> Exercise description:
Which lines of the data contain the string "reconcile"? Copy every one of them.

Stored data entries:
:::

PR #388, opened 2024-07-18
PB-7476: Adding node affinity to kopia backup and restore jobs

shkumari-px:
**What this PR does / why we need it**: It adds node affinity rule to kopia backup and restore jobs

Closes # https://purestorage.atlassian.net/browse/PB-7476

The user needs to add this label to kdmp-config **PXB_JOB_NODE_AFFINITY_LABEL:kopia-backup**
This label has to be added to the application node pool as well
**Unit Testing**

1.  Add label to node and kdmp config **Node-2**
Screenshot 2024-08-01 at 10 27 02 AM

2.  Assigned label to a different node, other than node on which the mysql-pod is assigned which we be taking the backup of (mysql app with pvc running on **Node 3**)
mysqlappwithpvcNode

3. Took a backup of default namespace containing mysql app with pvc and noapp-pvc
Job pod created for mysql app with pvc got assigned to Node 3 with no node affinity in it's spec
livebackuppodwithoutnodeaffinity

**Updated result**
Screenshot 2024-08-06 at 1 12 08 PM

Job pod created for noapp-pvc got assigned to node 2 with node affinity in it's spec
nonlivebackupwithnodeafffinity

**Updated result**
Screenshot 2024-08-06 at 1 09 12 PM

**NFS backup Job Node Affinity**
Screenshot 2024-08-01 at 11 06 52 AM
**Updated Result**
Screenshot 2024-08-06 at 1 28 07 PM

**NFS Restore Pod**
Screenshot 2024-07-19 at 11 16 55 AM
**Updated Result**
Screenshot 2024-08-06 at 1 32 30 PM

**Kopia Restore Pod**
Screenshot 2024-07-19 at 11 19 30 AM

**Updated result**
noapp-pvc restore
Screenshot 2024-08-06 at 1 17 32 PM

mysql-pvc restore
Screenshot 2024-08-06 at 1 17 44 PM

csi backup on nfs bl
Screenshot 2024-08-05 at 5 57 13 PM
Screenshot 2024-08-05 at 6 01 49 PM

**nfscsirestore**
Screenshot 2024-08-05 at 6 06 07 PM
Screenshot 2024-08-05 at 6 09 05 PM
**Updated result**
Screenshot 2024-08-06 at 1 51 03 PM

Screenshot 2024-08-06 at 1 51 31 PM
Screenshot 2024-08-06 at 1 52 00 PM

Verified taking backup in psa **environment**
psa environmnet + postgress app with pvc  (backup successful)
psa environment - only pvc (backup failed)
Screenshot 2024-08-06 at 5 59 27 PM
Screenshot 2024-08-06 at 6 02 54 PM
**central ns psa environment**
Screenshot 2024-08-06 at 6 03 51 PM

### DIFF
--- a/pkg/controllers/dataexport/reconcile.go
+++ b/pkg/controllers/dataexport/reconcile.go
@@ -1903,6 +1903,11 @@ func startTransferJob(
 		psaJobUid = getAnnotationValue(dataExport, utils.PsaUIDKey)
 		psaJobGid = getAnnotationValue(dataExport, utils.PsaGIDKey)
 	}
+	nodeLabel, err := utils.GetNodeLabelFromDeployment(jobConfigMap, jobConfigMapNs, drivers.PxbJobNodeLabelKey)
+	if err != nil {
+		return "", err
+	}
+
 	switch drv.Name() {
 	case drivers.Rsync:
 		return drv.StartJob(
@@ -1947,6 +1952,7 @@ func startTransferJob(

:::

> Solution below:
--- a/pkg/controllers/dataexport/reconcile.go
+++ b/pkg/controllers/dataexport/reconcile.go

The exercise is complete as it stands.